TASK DIRECTIONS: What you need to produce from the material below is an exact transcription of the lines from the one with "ara4n: i suspect" through the one with "Another option: given", both included, and no other line.
*** Begin section ***
PR #4405, opened 2026-01-20
MSC4405: Deprecate the emoji method for SAS verification

uhoreg:
[Rendered](https://github.com/uhoreg/matrix-doc/blob/deprecate_emoji_verification/proposals/4405-deprecate-emoji-verification.md)

Disclosure: I am a member of the Spec Core Team, and the Element crypto team.  This proposal was written with my Spec Core Team hat on.

----

SCT Stuff:

[MSC Checklist](https://github.com/matrix-org/matrix-spec-proposals/pull/4405#issuecomment-4500662453)

[FCP Tickyboxes](https://github.com/matrix-org/matrix-spec-proposals/pull/4405#issuecomment-4500672023)

Designated reviewers:

* [x] Crypto team
* [ ] @ara4n with a Product hat

### DIFF
--- a/proposals/4405-deprecate-emoji-verification.md
+++ b/proposals/4405-deprecate-emoji-verification.md
@@ -105,16 +105,19 @@ perceived usability of using emojis.
 ## Alternatives
 
 [MSC4347](https://github.com/matrix-org/matrix-spec-proposals/issues/4347)
-proposes to standardize the visual representation of the emojis.
+proposes to standardize the visual representation of the emojis.  This MSC tries
+to fix the issue of differences in emoji representation, but does not fix the
+translation issue.
+
 
 [MSC4404](https://github.com/matrix-org/matrix-spec-proposals/pull/4404)
 proposes to specify that the emoji names should be used rather than the visual
-representations.  As a historical note, this would in some sense, make emoji
-verification more similar to the original ZRTP, which SAS verification was based
-on, and which uses a sequence of words as the Short Authentication String.
+representations.  This MSC tries to fix the both the issue of differences in
+emoji representation, and the translation issue.  As a historical note, this
+would in some sense, make emoji verification more similar to the original ZRTP,
+which SAS verification was based on, and which uses a sequence of words as the
+Short Authentication String.
 
-These two MSCs try to fix the issue of differences in emoji representation, but
-do not fix the translation issue.
 
 ## Security considerations
 
--- a/proposals/4405-deprecate-emoji-verification.md
+++ b/proposals/4405-deprecate-emoji-verification.md
@@ -1,4 +1,4 @@
-# MSCxxxx: Deprecate the emoji method for SAS verification
+# MSC4405: Deprecate the emoji method for SAS verification
 
 Emojis are cute and fun.  They can be used to make things seem more friendly,
 and to make a very technical process feel more approachable.  That was the hope
--- a/proposals/4405-deprecate-emoji-verification.md
+++ b/proposals/4405-deprecate-emoji-verification.md
@@ -45,7 +45,7 @@ In addition, we made at least one error in choosing emojis: 🔧 is "spanner" in
 en_GB, but "wrench" in en_US, so there may even be confusion between users
 speaking the same language.  The spec picks "spanner" as the name, and if a
 British and American user are verifying each other, the British user can explain
-it to the American user.  But if two American users verifying each other may
+it to the American user.  But if two American users are verifying each other, they may
 need to figure out on their own what a "spanner" is.  (✈️ suffers a similar
 problem, but less severely, since it is likely that users can figure out that
 "aeroplane" is the same as "airplane".)
@@ -57,6 +57,15 @@ terminal-based clients) may not have a choice in which font is used.  Thus users
 may not see the exact same images on the clients, causing them to wonder if the
 difference is significant.  The standardised names were intended to help with
 this, but in practice, it turns out that people still get confused.
+
+#### Complexity of user instructions
+
+It can be difficult to formulate instructions for what to actually compare during
+emoji verification for non-technical users. For instance, users have to understand
+that they don't need to compare the emoji graphics pixel by pixel. They also need
+to understand that they don't need to compare the emoji names letter by letter
+because they might not be in the same language. This complexity undermines the
+anticipated simplicity that emoji verification was meant to provide.
 
 ### Decimal numbers do not have the same issues
 
@@ -112,7 +121,7 @@ translation issue.
 
 [MSC4404](https://github.com/matrix-org/matrix-spec-proposals/pull/4404)
 proposes to specify that the emoji names should be used rather than the visual
-representations.  This MSC tries to fix the both the issue of differences in
+representations.  This MSC tries to fix both the issue of differences in
 emoji representation, and the translation issue.  As a historical note, this
 would in some sense, make emoji verification more similar to the original ZRTP,
 which SAS verification was based on, and which uses a sequence of words as the
--- a/proposals/xxxx-deprecate-emoji-verification.md
+++ b/proposals/xxxx-deprecate-emoji-verification.md
@@ -1,0 +1,129 @@
+# MSCxxxx: Deprecate the emoji method for SAS verification
+
+Emojis are cute and fun.  They can be used to make things seem more friendly,
+and to make a very technical process feel more approachable.  That was the hope
+when the emoji method was introduced for [Short Authentication String (SAS)
+verification](https://spec.matrix.org/v1.17/client-server-api/#short-authentication-string-sas-verification).
+
+In practice, emojis present some usability problems.
+
+## Background
+
+When SAS authentication was first introduced, two methods were defined: emoji
+and decimal.  The intention was that emoji would be the primary method, but for
+clients who were unable to present emojis, the decimal method was added.  In
+order to ensure that any pair of clients could verify, the decimal method was
+made mandatory since it is the lowest common denominator.
+
+### Problems with emojis
+
+#### Communicating the emojis
+
+When two people verify each other in person, they can look at each others'
+devices and check that the emojis match directly.  However, if the verification
+is not done in person, the two people need to communicate the emojis with each
+other.  In most cases, the people would need to look at the emoji, and try to
+determine how to describe the emoji to the other person.
+
+To help with this, the spec defines standardised English names for the emojis,
+and encourages client authors to collaborate on
+[translations](https://github.com/matrix-org/matrix-doc/blob/master/data-definitions/).
+However, this is not always sufficient.
+
+Suppose that Alice's first language is German, and Bob's first language is
+French.  They both speak English, but neither is fluent in it.  So Alice's
+client shows Alice the German names for the emojis, and Bob's client shows Bob
+the French names for the emojis.  Thus Alice and Bob need to translate the
+German or French words into English.  While the emojis were chosen to be easily
+describable, they are not all common words that would be known by non-native
+speakers of a language, for example, 🌵 or ⌛.
+
+A client could offer to show the names in multiple languages, but that would
+complicate the user interface.
+
+In addition, we made at least one error in choosing emojis: 🔧 is "spanner" in
+en_GB, but "wrench" in en_US, so there may even be confusion between users
+speaking the same language.  The spec picks "spanner" as the name, and if a
+British and American user are verifying each other, the British user can explain
+it to the American user.  But if two American users verifying each other may
+need to figure out on their own what a "spanner" is.  (✈️ suffers a similar
+problem, but less severely, since it is likely that users can figure out that
+"aeroplane" is the same as "airplane".)
+
+#### Differences in emoji representations
+
+Clients may use different fonts for displaying emojis.  Some clients (such as
+terminal-based clients) may not have a choice in which font is used.  Thus users
+may not see the exact same images on the clients, causing them to wonder if the
+difference is significant.  The standardised names were intended to help with
+this, but in practice, it turns out that people still get confused.
+
+### Decimal numbers do not have the same issues
+
+Decimal numbers, the other method defined for SAS verification, do not have the
+issues mentioned above.  Decimal numbers are widely understood (even in
+languages that do not natively use Arabic numerals), so people will not struggle
+to describe them to each other.  People who know enough of a language to have a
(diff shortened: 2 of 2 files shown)


proposals/4405-deprecate-emoji-verification.md
turt2live, line 1: Implementation requirements:

* [ ] Some notion of approval from product-focused teams

proposals/4405-deprecate-emoji-verification.md
```diff
@@ -0,0 +1,132 @@
...
+
+A client could offer to show the names in multiple languages, but that would
+complicate the user interface.
+
+In addition, we made at least one error in choosing emojis: 🔧 is "spanner" in
+en_GB, but "wrench" in en_US, so there may even be confusion between users
+speaking the same language.  The spec picks "spanner" as the name, and if a
+British and American user are verifying each other, the British user can explain
+it to the American user.  But if two American users verifying each other may
+need to figure out on their own what a "spanner" is.  (✈️ suffers a similar
```
Johennes:
```suggestion
it to the American user.  But if two American users are verifying each other, they may
need to figure out on their own what a "spanner" is.  (✈️ suffers a similar
```

proposals/4405-deprecate-emoji-verification.md
```diff
@@ -0,0 +1,132 @@
...
+[MSC4347](https://github.com/matrix-org/matrix-spec-proposals/issues/4347)
+proposes to standardize the visual representation of the emojis.  This MSC tries
+to fix the issue of differences in emoji representation, but does not fix the
+translation issue.
+
+
+[MSC4404](https://github.com/matrix-org/matrix-spec-proposals/pull/4404)
+proposes to specify that the emoji names should be used rather than the visual
+representations.  This MSC tries to fix the both the issue of differences in
+emoji representation, and the translation issue.  As a historical note, this
```
Johennes:
```suggestion
representations.  This MSC tries to fix both the issue of differences in
emoji representation, and the translation issue.  As a historical note, this
```

proposals/4405-deprecate-emoji-verification.md
```diff
@@ -0,0 +1,132 @@
...
+"aeroplane" is the same as "airplane".)
+
+#### Differences in emoji representations
+
+Clients may use different fonts for displaying emojis.  Some clients (such as
+terminal-based clients) may not have a choice in which font is used.  Thus users
+may not see the exact same images on the clients, causing them to wonder if the
+difference is significant.  The standardised names were intended to help with
+this, but in practice, it turns out that people still get confused.
+
```
Johennes, line 60: One thing that might help further cement the motivation is that the complexity of user instructions differs significantly between the two verification methods. For decimal verification, something like "Compare these numbers with the other device" is sufficient and unambiguous. For emoji verification, you need to explain that the images might look differently on the other device and might also have different names.

I'm not sure if this captures it particularly well but here is a suggestion:

```suggestion

#### Complexity of user instructions

It can be difficult to formulate instructions for what to actually compare during
emoji verification for non-technical users. For instance, users have to understand
that they don't need to compare the emoji graphics pixel by pixel. They also need
to understand that they don't need to compare the emoji names letter by letter
because they might not be in the same language. This complexity undermines the
anticipated simplicity that emoji verification was meant to provide.

```

proposals/4405-deprecate-emoji-verification.md
richvdh, line 1: @uhoreg I think the main thing that will help drive this is actually trying it out: notably we can unilaterally turn off emoji verification in Element clients without the MSC landing or any sort of ecosystem approval. Could you maybe take the lead on pitching in a Crypto team meeting?

richvdh: FWIW Element-web makes decimal comparison look like this:

Image

andybalaam: This looks easy and clear to me, and arguably less intimidating than emojis.

uhoreg: As a data point, Nico says that Famedly is already only using decimal verification, due to requests from customers.

soupermkc: This seems like more stuff to check between the two devices compared to the emoji approach.
Is there a reason something like OpenMoji or the like can't be used if consistency is the issue here?
(Plus, there's more room for error with this approach.)

proposals/4405-deprecate-emoji-verification.md
```diff
@@ -0,0 +1,141 @@
+# MSC4405: Deprecate the emoji method for SAS verification
```
TheArcaneBrony, line 1: I struggle really badly at handling numbers (to the point where 2FA is a nightmare and I have quit doing 2FA on a separate device, or taking 5-10 minutes to type over a bank account number).

This also would be majorly problematic for anyone with dyscalculia or otherwise poor/bad vision.

I would prefer if Emoji verification remained, because it's very visual and intuitive, even if the rendering can be inconsistent between apps, devices and platforms.

proposals/4405-deprecate-emoji-verification.md
ollietheotter983: > This looks easy and clear to me, and arguably less intimidating than emojis.

it should be considered that this is less accessible to those with struggles such as ADHD, dyslexia and dyscalculia than the emojis

Johennes: > This seems like more stuff to check between the two devices compared to the emoji approach.

Personally, I don't think it is. For comparison, here is how Element Web / Desktop presents emoji verification.

Screenshot 2026-01-26 at 08 14 57

The emoji alone might feel easier to compare. However, that alone isn't enough as evidenced by attempts to fix it such as https://github.com/matrix-org/matrix-spec-proposals/pull/4404 or https://github.com/matrix-org/matrix-spec-proposals/pull/4347. When you factor in emoji images, names and translations this actually feels more mentally burdening and potentially ambiguous than comparing plain numbers.

> it should be considered that this is less accessible to those with struggles such as ADHD, dyslexia and dyscalculia than the emojis

Would those people have the same issues in emoji verification when factoring in emoji names and possibly translations?

proposals/4405-deprecate-emoji-verification.md
Johennes: > I struggle really badly at handling numbers (to the point where 2FA is a nightmare and I have quit doing 2FA on a separate device, or taking 5-10 minutes to type over a bank account number).

I'm not sure how much of a practical difference it makes but bank account numbers in Europe are almost double the length of the verification decimals (20 vs. 12 symbols) and you shouldn't have to type them during verification.

> This also would be majorly problematic for anyone with dyscalculia or otherwise poor/bad vision.

This is true. Though I suppose a dyslexic person would have similar issues when having to also read emoji names and possibly translations. I wonder if voiceover / screenreaders could assist in both of these cases?

proposals/4405-deprecate-emoji-verification.md
ara4n: i suspect concerns could be mediated somewhat here by using a dyslexia-friendly font for the numbers and improving the layout in EW (e.g. boosting their size).

Another option: given these are just ways of representing the same data, could we solve this by letting the user select different representations? e.g. default to numbers, but have a 'compare emoij instead' if they prefer (which in turn could prompt you to switch language that the emoji names are shown in)?  So the humans would then converge on the right representation to compare, according to what's best for them (numbers, emoji, words-in-english, words-in-french etc)?

ara4n: > @uhoreg I think the main thing that will help drive this is actually trying it out: notably we can unilaterally turn off emoji verification in Element clients without the MSC landing or any sort of ecosystem approval. Could you maybe take the lead on pitching in a Crypto team meeting?

i filed https://github.com/element-hq/element-meta/issues/3100 fwiw

richvdh: Resolving this thread in favour of https://github.com/element-hq/element-meta/issues/3100. Let's use the other thread to discuss accessibility concerns.

proposals/4405-deprecate-emoji-verification.md
richvdh: @ara4n suggested:
 * change the font/layout in EW to make it more dyslexia-friendly.
 * Allow users to click "compare emoji instead".

TheArcaneBrony: Providing the text descriptions of emojis may be a fair solution to avoid the confusion problem, as it can be ignored outright if the emojis match up.

As for the 20 vs. 12 symbols thing, I mentioned 2FA as another annoying case specifically because it's 6 symbols - it still takes a considerable amount of time and effort to verify, whereas with the 8 emojis you can rely on visual memory at a glance.

proposals/4405-deprecate-emoji-verification.md
```diff
@@ -0,0 +1,141 @@
...
+
+In addition, we made at least one error in choosing emojis: 🔧 is "spanner" in
+en_GB, but "wrench" in en_US, so there may even be confusion between users
+speaking the same language.  The spec picks "spanner" as the name, and if a
+British and American user are verifying each other, the British user can explain
+it to the American user.  But if two American users are verifying each other, they may
+need to figure out on their own what a "spanner" is.  (✈️ suffers a similar
+problem, but less severely, since it is likely that users can figure out that
+"aeroplane" is the same as "airplane".)
+
```
NiXTheDev, line 52: This extends well beyond _just_ emojis, any sort of pictogram(even universal, like recycling: ♻️) will fail in a cross-language scenario presented(Alice speaks French, Bob speaks German, Both speak English, but neither is fluent enough)

Here's an example:

- Shapes
  <details>
  <summary>Translation Examples</summary>

  - **Triangle** (English)
    - *good (Similar to English)*
      - French - Triangle
      - Spanish - Triángulo
      - Italian - Triangolo
      - Portuguese - Triângulo
      - Romanian - Triunghi
    - *bad (Different from English)*
      - German - Dreieck
      - Finnish - Kolmio
      - Hungarian - Háromszög
      - Turkish - Üçgen
      - Dutch - Driehoek

  - **Square** (English)
    - *good (matches English root logic)*
      - German - Quadrat
      - Spanish - Cuadrado
      - Italian - Quadrato
      - Portuguese - Quadrado
      - Russian - Квадрат (Kvadrat)
    - *bad (no visual match to "Square"/"Quad")*
      - French - Carré
      - Finnish - Neliö
      - Hungarian - Négyzet
      - Turkish - Kare
      - Romanian - Pătrat

  - **Pentagon**
    - *good*
      - Spanish - Pentágono
      - Italian - Pentagono
      - French - Pentagone
      - Portuguese - Pentágono
      - German - Pentagon
    - *bad*
      - Finnish - Viisikulmio (Five-corner)
      - Hungarian - Ötszög
      - Turkish - Beşgen
      - Russian - Пятиугольник (Pyatiugolnik)
      - Polish - Pięciokąt

  - **Hexagon**
    - *good*
      - Spanish - Hexágono
      - French - Hexagone
      - Portuguese - Hexágono
      - Romanian - Hexagon
      - German - Hexagon
    - *bad*
      - Italian - Esagono (Drops the 'H' sound)
      - Dutch - Zeshoek (Six-corner)
      - Finnish - Kuusikulmio
      - Turkish - Altıgen
      - Russian - Шестиугольник (Shestiugolnik)

  - **Cross**
    - *good*
      - Spanish - Cruz
      - Italian - Croce
      - Portuguese - Cruz
      - French - Croix
      - Romanian - Cruce
    - *bad*
      - German - Kreuz
      - Finnish - Risti
      - Hungarian - Kereszt
      - Turkish - Haç
      - Russian - Крест (Krest)

  - **Line**
    - *good*
      - Spanish - Línea
      - Italian - Linea
      - French - Ligne
      - Portuguese - Linha
      - Russian - Линия (Liniya)
    - *bad*
      - Finnish - Viiva
      - Hungarian - Vonal
      - Turkish - Çizgi
      - Indonesian - Garis
      - Czech - Čára
  </details>

proposals/4405-deprecate-emoji-verification.md
```diff
@@ -0,0 +1,141 @@
...
+to describe them to each other.  People who know enough of a language to have a
+conversation in that language are likely to know enough about numbers in that
+language be able to compare them.  And since the set of numbers is commonly
+known, people do not need to worry about what differences in rendering are
+significant.
+
+## Proposal
+
+The emoji method of SAS verification is deprecated.  Clients SHOULD only offer
+to use the decimal method.
```
turt2live, line 84: to future proof this a bit if/when we add a different mechanism:


```suggestion
The emoji method of SAS verification is deprecated.  Clients SHOULD NOT offer
to use the emoji method.
```

turt2live (approved):
Overall this LGTM. I'm not sure why this got stuck in process for the last few months, but let's fix that :)

turt2live:

  - [x] Introduction
  - [x] Proposal text
  - [x] Potential issues
  - [x] Alternatives
  - [x] Dependencies

turt2live:
@mscbot fcp merge

Designated reviewers are @ara4n with his Product hat on. Given this is written by a member of the crypto team, assigning crypto review feels unnecessary.

proposals/4405-deprecate-emoji-verification.md
```diff
@@ -0,0 +1,141 @@
...
+and decimal.  The intention was that emoji would be the primary method, but for
+clients who were unable to present emojis, the decimal method was added.  In
+order to ensure that any pair of clients could verify, the decimal method was
+made mandatory since it is the lowest common denominator.
+
+### Problems with emojis
+
+#### Communicating the emojis
+
+When two people verify each other in person, they can look at each others'
```
albertotirla, line 22: this is about people verifying each other in an end to end encryption context, but what about a user bootstrapping a new device by verifying with one of their existing, verified ones? do we get the decimal verification method instead of the emoji one there as well, or is this applicable only to verification between the devices of different users?

NiXTheDev: > do we get the decimal verification method instead of the emoji one there as well, or is this applicable only to verification between the devices of different users?

My understanding is that this proposal encompasses both the E2EE user and device verification

While it would make little sense to deprecate emoji method for cross-device verification(as a quick glance on both devices' screens is more than enough to check whether they're the same or not, and it is faster than comparing numbers), _not_ deprecating it just for CDV makes even less sense if it's being deprecated for cross-user verification

PR #4470, opened 2026-05-13
MSC4470: Routing reports to non-local destinations

turt2live:
[Rendered](https://github.com/matrix-org/matrix-spec-proposals/blob/travis/msc/reporting-v2/x-routing/proposals/4470-report-routing.md)

*Note*: This is a draft while it undergoes very early review. The idea needs validation prior to any implementation begins.

### DIFF
--- a/proposals/4470-report-routing.md
+++ b/proposals/4470-report-routing.md
@@ -1,0 +1,127 @@
+# MSC4470: Routing reports to non-local destinations
+
+*This MSC is part of “Reporting v2” - a project led by the Foundation’s T&S team to improve communication
+and effectiveness of reports on Matrix.*
+
+**Note**: This proposal is not intended to be a complete idea. It should be heavily reviewed prior
+to implementation. It may be closed or replaced by a different approach as needed.
+
+[MSC4457](https://github.com/matrix-org/matrix-spec-proposals/pull/4457) introduces a generic reporting
+API which can be used to report a wide variety of content and material. The API lacks an ability to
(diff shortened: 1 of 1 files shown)


proposals/4470-report-routing.md
turt2live, line 1: Implementation requirements:

* Withheld pending review.

proposals/4470-report-routing.md
```diff
@@ -0,0 +1,127 @@
...
+
+
+## Security considerations
+
+* This can allow a reporter to spam-forward reports at unrelated destinations. Local servers are
+  encouraged to make use of the `429` error code to limit a sender's ability to spam-forward reports
+  at multiple destinations, especially when requests to forward reports to more than 4 destinations
+  are received. Additionally, clients SHOULD NOT provide UI/UX which allows a user to enter their own
+  destinations. Users SHOULD be given a (short) list of checkboxes to choose from, such as "Report to
+  this user's homeserver admins" and "Report to this room's moderators".
```
turt2live, line 104: It feels important to call out that this bit of the proposal causes the client to be the decision maker for where the user is able to forward their report. The proposal is capable of permitting the user to be the sole decision maker by nature of the API shape (and clients providing text boxes instead of checkboxes), but that doesn't feel entirely desirable.

This structure does exclude the user's local server from making the initial routing decisions clear to the user, though. A server might *always* send reports to a nearby community, for example, or might want to suggest that a user routes a report to a specific place by having a default-checked box in the client.

PR #4140, opened 2024-05-07
MSC4140: Cancellable delayed events

toger5:
[Rendered](https://github.com/matrix-org/matrix-spec-proposals/blob/main/proposals/4140-delayed-events-futures.md)

This could also supersede [MSC2228](https://github.com/matrix-org/matrix-spec-proposals/pull/2228) (by making it possible to send a redaction with the `/send` endpoint. This is the case as mentioned [here](https://matrix.to/#/!ewdjhNcPcEmYNKzlWp:t2l.io/$r_PveZzw9TqvN3qKjCmxnIavR2CCKRWvTPJoLW6BA8k?via=t2l.io&via=matrix.org&via=element.io))

**Implementations**

- [x] Synapse
  - https://github.com/element-hq/synapse/pull/17326
  - https://github.com/element-hq/synapse/pull/19038
  - https://github.com/element-hq/synapse/pull/19354
   - https://github.com/element-hq/synapse/pull/19479
   - https://github.com/element-hq/synapse/pull/19539
   - https://github.com/element-hq/synapse/pull/19794
   - https://github.com/element-hq/synapse/pull/19926
   - https://github.com/element-hq/synapse/pull/20156
- [x] JS-SDK
  - https://github.com/matrix-org/matrix-js-sdk/pull/4294 
  - https://github.com/matrix-org/matrix-js-sdk/pull/5066
  - https://github.com/matrix-org/matrix-js-sdk/pull/5133
  - https://github.com/matrix-org/matrix-js-sdk/pull/5340
  - https://github.com/matrix-org/matrix-js-sdk/pull/5504
	
**Known differences between current implementations and the proposal**

- The implementations use the existing endpoints `/send` and `/state` with a new query parameter `delay` for scheduling delayed events. The proposal has since switched to a dedicated endpoint `PUT /_matrix/client/v3/rooms/{roomId}/delayed_event/{eventType}/{txnId}` where the delay is included in the request body.
  - The work to update the implementations was started in https://github.com/element-hq/synapse/pull/19354 and https://github.com/matrix-org/matrix-js-sdk/pull/5133. To finish it, another `/versions` key would be required to manage the migration from the previous unstable implementation.
- The implementations do not yet support finalised delayed events and the HTTP 409 response to conflicting management requests on an already-sent/cancelled delayed event.  The work to support this was started in https://github.com/element-hq/synapse/pull/19038
[...]

PR #4477, opened 2026-05-20
*MSC4140: Convert cancelling delayed state events alternative into briefer potential issue

Johennes:
This addresses the concern discussed in https://github.com/matrix-org/matrix-spec-proposals/pull/4140/changes#r3259703571.

### DIFF
--- a/proposals/4140-delayed-events-futures.md
+++ b/proposals/4140-delayed-events-futures.md
@@ -601,9 +601,9 @@ it would make it transparent to clients, when an event was scheduled and when it
 
 ### Conflicting delayed state events
 
-A delayed state event can overwrite other state events that were sent inbetween the delayed event
-being scheduled and it being sent. Whether or not this is problematic, strongly depends on the
-use case though. When the overwrite is undesired, a possible remedy could be to cancel the scheduled
+A delayed state event can overwrite other state events that were sent in between the delayed event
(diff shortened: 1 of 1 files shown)


proposals/4140-delayed-events-futures.md
```diff
@@ -599,6 +599,17 @@ Both are reasonable data points that clients might want to use.
 This would solve issues related to delayed events since
 it would make it transparent to clients, when an event was scheduled and when it was distributed over federation.
 
+### Conflicting delayed state events
+
+A delayed state event can overwrite other state events that were sent inbetween the delayed event
+being scheduled and it being sent. Whether or not this is problematic, strongly depends on the
+use case though. When the overwrite is undesired, a possible remedy could be to cancel the scheduled
```
AndrewFerr: Nitpicks
```suggestion
A delayed state event can overwrite other state events that were sent in between the delayed event
being scheduled and it being sent. Whether or not this is problematic strongly depends on the
use case, though. When the overwrite is undesired, a possible remedy could be to cancel the scheduled
```

AndrewFerr (approved):
Thanks for dropping this in a clean way.

proposals/4140-delayed-events-futures.md
Johennes: Ah, thanks. 👍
*** End section ***
SOLUTION:
ara4n: i suspect concerns could be mediated somewhat here by using a dyslexia-friendly font for the numbers and improving the layout in EW (e.g. boosting their size).

Another option: given these are just ways of representing the same data, could we solve this by letting the user select different representations? e.g. default to numbers, but have a 'compare emoij instead' if they prefer (which in turn could prompt you to switch language that the emoji names are shown in)?  So the humans would then converge on the right representation to compare, according to what's best for them (numbers, emoji, words-in-english, words-in-french etc)?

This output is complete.